De beklagcommissie heeft klager niet-ontvankelijk verklaard in zijn beklag op de gronden als in de aangehechte uitspraak weergegeven. In het dictum van die uitspraak is per abuis opgenomen dat het beklag ongegrond wordt verklaard, maar uit de motivering van de uitspraak wordt duidelijk dat het de bedoeling was klager in zijn beklag niet-ontvankelijk te verklaren. De beroepscommissie leest de uitspraak in zoverre verbeterd.

2.         De standpunten van klager en de directeur

Namens klager is het tegenover de beklagcommissie ingenomen standpunt in beroep als volgt toegelicht. Klager is het niet eens met het opleggen en de gevolgen van de disciplinaire straf. De telefoon die is aangetroffen was niet van hem en lag niet direct in het zicht. Hij kan daarvoor niet verantwoordelijk worden gehouden. Klager wenst het beroep mondeling toe te lichten.

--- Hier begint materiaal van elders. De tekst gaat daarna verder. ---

PR #8, opened 2024-09-11
add gov/types

tbruyelle:
- copy cosmos-sdk gov/types to x/gov
- rename imports
- rename amino and proto path
- copy cosmos-sdk `proto/cosmos/gov` in `proto/atomone/gov`, rename imports and package, regenerate `*.pb.go` files
- add wrapper for legacy proposal handlers (like in govgen)
- add upgrade and param module client for proposal tx (like in govgen)
- add proposal type registration (required currently executed in related module on the legacy gov module)
- add module types registration where modules used to do it for the legacy gov module


giunatale (approved):
LGTM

De directeur heeft daarop geantwoord als tegenover de beklagcommissie. Voorts heeft deze geschreven dat op 27 november 2017 verstopt in een televisie op klagers cel een mobiele telefoon is aangetroffen. Het is niet aannemelijk dat de telefoon van zijn voorganger zou zijn. Bij eerdere celinspecties is in dezelfde televisie niets aangetroffen. Klager verbleef al sinds 25 februari 2016 op de bewuste cel. Het is een huisregel dat bij de tenuitvoerlegging van een disciplinaire straf op eigen cel, de televisie wordt verwijderd en de huur- of signaalkosten verband houdend met de televisie voor rekening van de gedetineerde blijven.

3.         De beoordeling

Het verzoek van klager het beroep mondeling te mogen toelichten wordt afgewezen. De beroepscommissie acht zich voldoende ingelicht om op de klacht te beslissen.

De stelling van klager dat hij ten onrechte is bestraft, heeft de beklagcommissie onbesproken gelaten. Voor zover het beroep daarop ziet, zal het gegrond worden verklaard. De beroepscommissie zal die klacht daarom in hoogste instantie alsnog ten gronde beoordelen.

Vaststaat dat op 27 november 2016 bij een celinspectie in een televisie op de cel van klager een mobiele telefoon is aangetroffen. Onweersproken is dat klager al een maand of negen op de bewuste cel verbleef. Bij eerdere celinspecties is in de bewuste televisie geen mobiele telefoon aangetroffen. Klager is op 27 november 2016 een disciplinaire straf opgelegd van zeven dagen opsluiting in eigen cel of verblijfsruimte zonder televisie.

Het is aannemelijk geworden dat klager verantwoordelijk is voor de verstopte mobiele telefoon. Bij die stand van zaken heeft de directeur in redelijkheid kunnen beslissen klager te straffen zoals hij heeft gedaan. Het beklag zal in zoverre ongegrond worden verklaard.

Voor het overige kan hetgeen in beroep is aangevoerd niet tot een andere beslissing leiden dan die van de beklagcommissie.

4.         De uitspraak

De beroepscommissie verklaart het beroep gegrond voor zover het ziet op het niet beslissen door de beklagcommissie op de klacht over het opleggen van de disciplinaire straf, maar verklaart het beklag alsnog ongegrond. De beroepscommissie verklaart het beroep voor het overige ongegrond en bevestigt de uitspraak van de beklagcommissie.

Aldus gegeven door de beroepscommissie voornoemd, bestaande uit mr. M.M. van der Nat, voorzitter, J. Schagen MA en mr. J. de Lange, leden, in tegenwoordigheid van P. de Vries, secretaris, op 22 oktober 2018.